__Problem details__
Whenever the word "protocol" turns up in a line below, that line should be copied.

##########

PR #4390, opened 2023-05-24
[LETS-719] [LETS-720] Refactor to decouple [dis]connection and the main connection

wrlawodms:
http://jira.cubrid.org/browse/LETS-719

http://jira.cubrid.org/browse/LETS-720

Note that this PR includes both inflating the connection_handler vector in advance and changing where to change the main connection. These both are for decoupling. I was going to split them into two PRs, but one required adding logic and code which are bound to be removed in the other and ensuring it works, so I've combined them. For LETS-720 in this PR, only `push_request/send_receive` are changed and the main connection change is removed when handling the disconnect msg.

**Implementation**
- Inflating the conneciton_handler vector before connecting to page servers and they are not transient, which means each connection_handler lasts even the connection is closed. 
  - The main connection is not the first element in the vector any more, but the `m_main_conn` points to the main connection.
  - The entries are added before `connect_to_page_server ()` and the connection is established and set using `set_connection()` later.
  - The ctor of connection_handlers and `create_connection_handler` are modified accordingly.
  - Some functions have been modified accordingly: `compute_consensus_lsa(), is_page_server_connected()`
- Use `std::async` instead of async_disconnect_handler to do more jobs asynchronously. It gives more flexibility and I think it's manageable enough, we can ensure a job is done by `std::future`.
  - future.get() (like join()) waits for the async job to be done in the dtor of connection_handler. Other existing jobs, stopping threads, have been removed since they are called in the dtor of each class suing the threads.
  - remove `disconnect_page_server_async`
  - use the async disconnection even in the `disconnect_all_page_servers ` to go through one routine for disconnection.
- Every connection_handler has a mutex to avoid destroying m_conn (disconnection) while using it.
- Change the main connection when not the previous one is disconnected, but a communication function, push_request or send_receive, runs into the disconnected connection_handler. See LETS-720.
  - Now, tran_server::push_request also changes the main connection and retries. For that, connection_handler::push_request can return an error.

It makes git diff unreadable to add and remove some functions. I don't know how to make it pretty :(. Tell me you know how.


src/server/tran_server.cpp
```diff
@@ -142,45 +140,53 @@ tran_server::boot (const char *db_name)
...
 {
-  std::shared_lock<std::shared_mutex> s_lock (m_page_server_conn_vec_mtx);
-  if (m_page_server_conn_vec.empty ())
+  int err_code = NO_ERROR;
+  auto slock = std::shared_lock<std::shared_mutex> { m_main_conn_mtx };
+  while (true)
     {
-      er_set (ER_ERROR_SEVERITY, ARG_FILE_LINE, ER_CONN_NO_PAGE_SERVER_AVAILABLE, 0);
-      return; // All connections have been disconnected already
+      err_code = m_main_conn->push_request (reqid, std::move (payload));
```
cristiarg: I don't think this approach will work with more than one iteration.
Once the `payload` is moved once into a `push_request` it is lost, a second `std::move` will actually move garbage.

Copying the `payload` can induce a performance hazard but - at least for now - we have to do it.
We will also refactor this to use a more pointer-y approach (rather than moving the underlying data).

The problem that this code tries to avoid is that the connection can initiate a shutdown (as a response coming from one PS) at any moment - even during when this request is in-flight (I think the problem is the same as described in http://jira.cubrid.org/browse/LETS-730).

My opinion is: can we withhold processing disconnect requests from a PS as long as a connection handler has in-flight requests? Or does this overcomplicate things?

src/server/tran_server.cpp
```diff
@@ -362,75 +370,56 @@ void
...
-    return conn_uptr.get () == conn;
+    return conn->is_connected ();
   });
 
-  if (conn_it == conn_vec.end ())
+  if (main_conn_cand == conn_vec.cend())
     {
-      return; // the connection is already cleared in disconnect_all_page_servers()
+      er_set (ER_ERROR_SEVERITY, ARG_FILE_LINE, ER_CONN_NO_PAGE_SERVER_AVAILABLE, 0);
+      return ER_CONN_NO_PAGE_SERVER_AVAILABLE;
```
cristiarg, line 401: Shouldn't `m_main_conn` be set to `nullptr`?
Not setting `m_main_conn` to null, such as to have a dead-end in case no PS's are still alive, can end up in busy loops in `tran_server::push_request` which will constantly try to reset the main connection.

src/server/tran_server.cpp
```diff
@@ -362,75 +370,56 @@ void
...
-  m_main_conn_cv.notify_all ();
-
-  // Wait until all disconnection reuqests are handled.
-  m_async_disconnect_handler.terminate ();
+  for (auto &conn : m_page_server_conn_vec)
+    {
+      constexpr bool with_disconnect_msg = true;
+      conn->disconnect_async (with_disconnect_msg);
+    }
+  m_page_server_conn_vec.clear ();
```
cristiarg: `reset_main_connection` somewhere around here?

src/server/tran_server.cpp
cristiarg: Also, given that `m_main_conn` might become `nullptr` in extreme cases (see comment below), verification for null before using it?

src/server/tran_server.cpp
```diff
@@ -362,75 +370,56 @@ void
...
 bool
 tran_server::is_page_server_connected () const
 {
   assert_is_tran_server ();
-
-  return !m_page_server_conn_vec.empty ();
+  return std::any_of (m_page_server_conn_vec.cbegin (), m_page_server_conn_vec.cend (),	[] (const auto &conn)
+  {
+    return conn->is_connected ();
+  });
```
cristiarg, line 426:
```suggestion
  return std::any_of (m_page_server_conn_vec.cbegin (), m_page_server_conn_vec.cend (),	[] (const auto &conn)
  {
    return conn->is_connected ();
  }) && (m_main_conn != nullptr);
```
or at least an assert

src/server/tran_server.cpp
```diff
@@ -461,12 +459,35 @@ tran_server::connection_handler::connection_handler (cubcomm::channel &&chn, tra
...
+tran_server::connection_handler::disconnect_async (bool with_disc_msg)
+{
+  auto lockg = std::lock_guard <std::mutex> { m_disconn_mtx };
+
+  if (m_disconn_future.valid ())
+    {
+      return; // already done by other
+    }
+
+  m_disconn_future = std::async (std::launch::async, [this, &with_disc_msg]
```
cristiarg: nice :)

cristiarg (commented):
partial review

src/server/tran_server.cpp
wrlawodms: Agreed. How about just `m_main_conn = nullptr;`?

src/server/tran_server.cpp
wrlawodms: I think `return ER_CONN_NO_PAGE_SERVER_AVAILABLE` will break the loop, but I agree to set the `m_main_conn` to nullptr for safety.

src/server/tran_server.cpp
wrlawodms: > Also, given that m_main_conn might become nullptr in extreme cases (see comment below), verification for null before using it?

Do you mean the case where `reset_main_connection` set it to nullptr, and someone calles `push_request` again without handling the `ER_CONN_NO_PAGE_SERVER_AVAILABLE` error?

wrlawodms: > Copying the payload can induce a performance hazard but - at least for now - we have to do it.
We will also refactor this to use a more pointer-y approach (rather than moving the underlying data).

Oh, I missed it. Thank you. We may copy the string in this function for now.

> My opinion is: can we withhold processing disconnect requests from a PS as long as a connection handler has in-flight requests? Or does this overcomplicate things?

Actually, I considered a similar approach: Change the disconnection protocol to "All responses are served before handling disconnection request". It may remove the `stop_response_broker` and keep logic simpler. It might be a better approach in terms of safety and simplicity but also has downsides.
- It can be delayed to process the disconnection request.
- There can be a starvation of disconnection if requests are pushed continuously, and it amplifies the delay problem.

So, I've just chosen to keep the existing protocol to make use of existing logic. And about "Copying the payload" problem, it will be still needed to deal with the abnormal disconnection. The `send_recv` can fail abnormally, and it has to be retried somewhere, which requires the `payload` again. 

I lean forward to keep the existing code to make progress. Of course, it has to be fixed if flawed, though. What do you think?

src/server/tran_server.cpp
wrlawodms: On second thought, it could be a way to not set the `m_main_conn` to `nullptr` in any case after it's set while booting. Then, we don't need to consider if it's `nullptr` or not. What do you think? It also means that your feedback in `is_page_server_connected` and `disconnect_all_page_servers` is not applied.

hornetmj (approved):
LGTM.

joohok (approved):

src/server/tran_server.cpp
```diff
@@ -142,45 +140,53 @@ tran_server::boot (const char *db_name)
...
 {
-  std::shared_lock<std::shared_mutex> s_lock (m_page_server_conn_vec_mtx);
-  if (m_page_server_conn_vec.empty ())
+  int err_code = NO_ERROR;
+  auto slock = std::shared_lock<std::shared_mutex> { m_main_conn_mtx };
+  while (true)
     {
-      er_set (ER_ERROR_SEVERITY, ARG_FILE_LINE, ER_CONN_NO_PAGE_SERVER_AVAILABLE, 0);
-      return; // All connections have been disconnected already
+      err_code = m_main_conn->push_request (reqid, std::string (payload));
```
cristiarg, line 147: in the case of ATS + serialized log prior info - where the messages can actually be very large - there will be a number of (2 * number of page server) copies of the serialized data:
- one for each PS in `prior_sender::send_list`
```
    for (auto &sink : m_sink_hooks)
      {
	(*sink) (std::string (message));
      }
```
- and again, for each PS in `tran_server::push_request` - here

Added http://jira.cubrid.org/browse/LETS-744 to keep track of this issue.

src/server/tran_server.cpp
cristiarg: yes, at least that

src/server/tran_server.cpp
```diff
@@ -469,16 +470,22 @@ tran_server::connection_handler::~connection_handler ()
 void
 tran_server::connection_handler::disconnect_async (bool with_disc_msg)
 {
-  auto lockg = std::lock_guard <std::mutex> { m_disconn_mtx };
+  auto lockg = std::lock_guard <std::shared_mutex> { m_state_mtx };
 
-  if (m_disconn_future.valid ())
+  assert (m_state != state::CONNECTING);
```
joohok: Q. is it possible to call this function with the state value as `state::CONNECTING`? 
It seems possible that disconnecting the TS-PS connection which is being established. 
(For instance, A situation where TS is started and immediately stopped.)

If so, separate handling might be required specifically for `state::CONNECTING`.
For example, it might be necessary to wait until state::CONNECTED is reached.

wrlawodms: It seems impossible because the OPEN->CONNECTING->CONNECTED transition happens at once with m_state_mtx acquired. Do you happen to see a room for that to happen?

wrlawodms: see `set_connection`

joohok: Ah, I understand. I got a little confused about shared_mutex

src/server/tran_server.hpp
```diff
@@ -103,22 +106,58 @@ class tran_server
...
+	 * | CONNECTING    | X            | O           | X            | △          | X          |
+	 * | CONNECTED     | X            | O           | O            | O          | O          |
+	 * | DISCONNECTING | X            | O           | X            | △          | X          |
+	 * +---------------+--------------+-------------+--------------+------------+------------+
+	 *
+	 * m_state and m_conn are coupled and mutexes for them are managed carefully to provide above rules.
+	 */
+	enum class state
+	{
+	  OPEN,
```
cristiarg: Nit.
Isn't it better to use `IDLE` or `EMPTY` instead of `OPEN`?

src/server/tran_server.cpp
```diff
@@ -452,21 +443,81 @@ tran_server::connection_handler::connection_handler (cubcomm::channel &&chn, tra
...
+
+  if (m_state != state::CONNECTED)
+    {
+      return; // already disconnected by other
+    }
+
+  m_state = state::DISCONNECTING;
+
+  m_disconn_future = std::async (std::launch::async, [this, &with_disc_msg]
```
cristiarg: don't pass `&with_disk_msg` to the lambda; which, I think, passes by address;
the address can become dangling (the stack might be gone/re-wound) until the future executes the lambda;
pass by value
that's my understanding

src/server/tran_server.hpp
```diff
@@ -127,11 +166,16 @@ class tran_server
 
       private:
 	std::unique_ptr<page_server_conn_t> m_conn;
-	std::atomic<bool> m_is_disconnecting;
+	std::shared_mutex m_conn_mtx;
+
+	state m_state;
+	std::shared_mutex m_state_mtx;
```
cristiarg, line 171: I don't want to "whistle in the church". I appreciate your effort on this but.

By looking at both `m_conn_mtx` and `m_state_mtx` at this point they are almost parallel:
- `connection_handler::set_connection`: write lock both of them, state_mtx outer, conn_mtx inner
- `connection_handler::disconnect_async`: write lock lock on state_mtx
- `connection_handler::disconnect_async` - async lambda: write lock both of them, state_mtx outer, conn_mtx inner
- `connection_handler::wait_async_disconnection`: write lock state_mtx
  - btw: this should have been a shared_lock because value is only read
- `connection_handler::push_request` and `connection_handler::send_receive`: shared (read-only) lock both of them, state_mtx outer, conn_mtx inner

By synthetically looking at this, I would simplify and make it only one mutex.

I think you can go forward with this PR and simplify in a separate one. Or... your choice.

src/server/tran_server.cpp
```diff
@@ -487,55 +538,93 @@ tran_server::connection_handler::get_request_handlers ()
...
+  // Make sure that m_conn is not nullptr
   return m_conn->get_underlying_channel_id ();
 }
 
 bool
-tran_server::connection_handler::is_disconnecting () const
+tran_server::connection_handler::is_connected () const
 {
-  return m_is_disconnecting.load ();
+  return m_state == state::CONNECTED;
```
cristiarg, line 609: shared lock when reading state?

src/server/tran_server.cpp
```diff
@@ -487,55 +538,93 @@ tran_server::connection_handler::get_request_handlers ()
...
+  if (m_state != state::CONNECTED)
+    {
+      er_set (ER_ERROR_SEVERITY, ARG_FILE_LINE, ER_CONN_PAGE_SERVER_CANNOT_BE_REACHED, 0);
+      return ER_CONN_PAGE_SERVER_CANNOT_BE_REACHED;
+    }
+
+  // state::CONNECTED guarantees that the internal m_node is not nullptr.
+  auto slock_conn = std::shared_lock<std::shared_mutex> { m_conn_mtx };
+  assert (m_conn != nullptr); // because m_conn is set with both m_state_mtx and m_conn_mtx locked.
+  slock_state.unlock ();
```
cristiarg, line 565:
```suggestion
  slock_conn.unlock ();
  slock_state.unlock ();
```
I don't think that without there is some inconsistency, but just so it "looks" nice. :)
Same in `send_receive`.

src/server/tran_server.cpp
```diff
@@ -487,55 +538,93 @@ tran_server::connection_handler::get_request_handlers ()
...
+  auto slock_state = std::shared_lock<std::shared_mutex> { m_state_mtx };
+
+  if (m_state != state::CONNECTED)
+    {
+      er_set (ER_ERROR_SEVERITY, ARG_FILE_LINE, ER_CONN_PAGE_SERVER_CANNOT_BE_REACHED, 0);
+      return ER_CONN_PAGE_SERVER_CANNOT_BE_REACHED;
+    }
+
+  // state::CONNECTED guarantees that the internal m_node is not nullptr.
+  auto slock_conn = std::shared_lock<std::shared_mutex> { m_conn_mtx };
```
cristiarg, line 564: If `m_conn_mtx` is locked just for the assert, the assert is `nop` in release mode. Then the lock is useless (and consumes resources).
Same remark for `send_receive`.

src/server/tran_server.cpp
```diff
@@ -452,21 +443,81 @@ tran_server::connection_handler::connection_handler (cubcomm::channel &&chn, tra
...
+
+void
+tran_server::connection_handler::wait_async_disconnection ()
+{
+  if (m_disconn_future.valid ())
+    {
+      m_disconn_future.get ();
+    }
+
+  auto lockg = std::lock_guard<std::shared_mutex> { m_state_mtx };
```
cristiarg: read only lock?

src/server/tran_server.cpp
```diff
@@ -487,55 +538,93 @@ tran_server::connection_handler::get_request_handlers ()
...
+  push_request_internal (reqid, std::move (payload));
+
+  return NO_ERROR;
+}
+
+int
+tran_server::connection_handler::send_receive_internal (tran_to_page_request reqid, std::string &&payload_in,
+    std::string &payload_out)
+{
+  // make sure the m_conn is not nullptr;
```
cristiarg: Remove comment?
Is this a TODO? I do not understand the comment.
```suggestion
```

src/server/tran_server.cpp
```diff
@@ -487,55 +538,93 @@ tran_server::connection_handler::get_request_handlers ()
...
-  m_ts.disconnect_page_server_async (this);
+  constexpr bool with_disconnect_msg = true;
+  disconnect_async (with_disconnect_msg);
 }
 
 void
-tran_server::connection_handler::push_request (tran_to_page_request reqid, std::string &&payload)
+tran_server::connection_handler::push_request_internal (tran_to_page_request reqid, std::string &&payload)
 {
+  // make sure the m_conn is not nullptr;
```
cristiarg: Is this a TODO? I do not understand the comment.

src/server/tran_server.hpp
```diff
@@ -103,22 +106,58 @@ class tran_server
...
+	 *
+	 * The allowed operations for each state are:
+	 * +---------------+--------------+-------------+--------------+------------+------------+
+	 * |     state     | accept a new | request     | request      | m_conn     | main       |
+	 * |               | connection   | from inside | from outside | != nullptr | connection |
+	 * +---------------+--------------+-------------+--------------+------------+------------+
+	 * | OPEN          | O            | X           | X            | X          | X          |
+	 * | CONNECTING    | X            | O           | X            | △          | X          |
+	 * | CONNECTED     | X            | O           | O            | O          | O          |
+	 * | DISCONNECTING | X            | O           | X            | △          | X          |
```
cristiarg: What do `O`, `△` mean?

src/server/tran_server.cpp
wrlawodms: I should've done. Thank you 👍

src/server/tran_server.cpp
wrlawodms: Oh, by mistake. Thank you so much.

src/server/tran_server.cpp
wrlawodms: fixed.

##########

__Response to the task__
Actually, I considered a similar approach: Change the disconnection protocol to "All responses are served before handling disconnection request". It may remove the `stop_response_broker` and keep logic simpler. It might be a better approach in terms of safety and simplicity but also has downsides.
So, I've just chosen to keep the existing protocol to make use of existing logic. And about "Copying the payload" problem, it will be still needed to deal with the abnormal disconnection. The `send_recv` can fail abnormally, and it has to be retried somewhere, which requires the `payload` again. 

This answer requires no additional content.